By Elie Dolgin

The GenBank sequence database, the central repository of all publicly available DNA sequences, counted its thousandth complete microbial genome this month. But a thousand genomes is only a small fraction of the diversity that exists in the microscopic world. Now, scientists want to fill in the gaps.

"The broad brush strokes of microbial diversity are not adequately represented in that first thousand," says Stephen Giovannoni, a microbiologist at Oregon State University in Corvallis. "It's absolutely important that we sequence more."

Enter the Genomic Encyclopedia of Bacteria and Archaea, a project spearheaded by the US Department of Energy's Joint Genome Institute (JGI) in Walnut Creek, California, which aims to sequence the genomes of another thousand or so microbes.

The vast majority of microbial species that have had their genomes decoded come from just three groups and were chosen because of their medical or environmental importance. The encyclopedia's researchers are picking microbes from many more branches of the evolutionary tree of life.

Branching out

A pilot project, led by Jonathan Eisen, an evolutionary biologist at the University of California, Davis, demonstrates the ways in which such as approach can pay off.
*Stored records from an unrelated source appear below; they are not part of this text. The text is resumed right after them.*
PR #2116, opened 2026-01-19
Add AuthenticationWebSocketStateBinder for WebSockets

zManu3k:
Introduces AuthenticationWebSocketStateBinder to resolve Authentication from the WebSocket state instead of requiring manual userPrincipal access.

### DIFF
--- a/security-websocket/build.gradle.kts
+++ b/security-websocket/build.gradle.kts
@@ -1,0 +1,13 @@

Eisen's team selected and sequenced more than 100 'neglected' species that lacked close relatives among the 1,000 genomes already in GenBank. The researchers reported earlier this year at the JGI's Fourth Annual User Meeting that even mapping the first 56 of these microbes' genomes increased the rate of discovery of new gene and protein families with new biological properties. It also improved the researchers' ability to predict the role of genes with unknown functions in already sequenced organisms.

"There's no doubt to us that filling in the branches of the tree is going to be useful to lots of scientific studies that use genomic data," says Eisen. "There have been four billion years of evolution and we can really benefit from having some of that information in our databases."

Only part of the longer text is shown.